The following is a near-verbatim transcript of today’s noon briefing by Michèle Montas, Spokesperson for the Secretary-General.

Good afternoon, all.

**Guests at Noon

My guests today at the noon briefing are Léo Mérorès, President of the Economic and Social Council (ECOSOC), Sha Zukang, Under-Secretary-General for Economic and Social Affairs, and Nikhil Seth, Director, Office for ECOSOC Support and Coordination/DESA [Department of Economic and Social Affairs].

They are here to brief you ahead of ECOSOC’s high-level segment, which is taking place from 30 June to 3 July. The high-level segment will focus on a number of issues on the UN’s development agenda. They will tell you more about it in a few minutes.

** Zimbabwe

Assistant Secretary-General for Political Affairs Haile Menkerios is continuing to discuss the situation in Zimbabwe with leaders in southern Africa. Yesterday, he met in Luanda with Angolan President José Edoardo dos Santos and, this afternoon, he is to meet in Dar-Es-Salaam with the President of Tanzania, Jakaya Kikwete. From there, he will travel onward to Sharm El Sheikh, Egypt, for the meeting of the African Union.

As you know, the Secretary-General has commented this week on the run-off round of elections taking place today in Zimbabwe, and he said repeatedly that the vote should have been postponed, given present circumstances. The Secretary-General and Haile Menkerios will continue to work with the African Union and other regional organizations to ensure a satisfactory and non-violent resolution.

Meanwhile, the UN High Commissioner for Human Rights, Louise Arbour, on Thursday called for justice and accountability in response to the campaign of political violence that has corrupted the electoral process in Zimbabwe.

She said that serious violations of human rights need to stop immediately, and those who perpetrate crimes must be held to account.

Arbour described the ongoing crisis in Zimbabwe as a “perversion of democracy”, saying that respect of fundamental human rights and the rule of law are at the heart of any meaningful political and democratic process.
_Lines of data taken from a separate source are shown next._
PR #4517, opened 2024-03-10
Fix broken MacOS and Ubuntu18.04 runs. 

fruffy:


tools/install_mac_deps.sh
```diff
@@ -44,7 +44,9 @@ REQUIRED_PACKAGES=(
     ${BOOST_LIB}
 )
 for package in "${REQUIRED_PACKAGES[@]}"; do
-  brew_install ${package}
+    # FIXME: || true should not be needed but because boost@1.84 pulls in python@3.12, which fails
+    # to install we need to ignore the error.
+  brew_install ${package} || true
```
asl, line 49: Do we know which package has `/usr/local/bin/2to3`?

fruffy: I think it is the Python package.

fruffy: I have tried a couple things, including removing `2to3` but there are more files it conflicts with. Even when you install python@3.12 beforehand, the boost installation tries to pull it in again and fails. Maybe there is a convenient flag to deal with that.

asl: Looks like known issue: https://github.com/actions/runner-images/issues/4020 Some solutions are quite harsh: https://github.com/Gelmo/warfork-qfusion/commit/79f3dd021b5b74d19647a4bf225d488c9b3dd44d

asl (approved):
Sadly we have to do this...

She welcomed the continuing regional and international efforts to resolve the crisis and urged that mediation efforts be guided by the necessity for justice and accountability, the essential first steps towards reconciliation.

**Security Council

Lisa Buttenheim, Director of the Department of Political Affairs Asia-Pacific Division, briefed Council members this morning during their periodic meeting on the Middle East. She said it is clear that progress has been made on several fronts, compared to the situation 12 months ago.

She noted that the UN’s Special Coordinator for the Middle East Peace Process, Robert Serry, was in Ankara yesterday and will visit Damascus tomorrow to underline the UN’s support and encouragement for the continuing indirect talks between Israel and Syria under Turkish mediation. On Lebanon, she said she hoped that agreement on the composition of the Lebanese Cabinet will be reached soon and that it would foster a climate of lasting national reconciliation.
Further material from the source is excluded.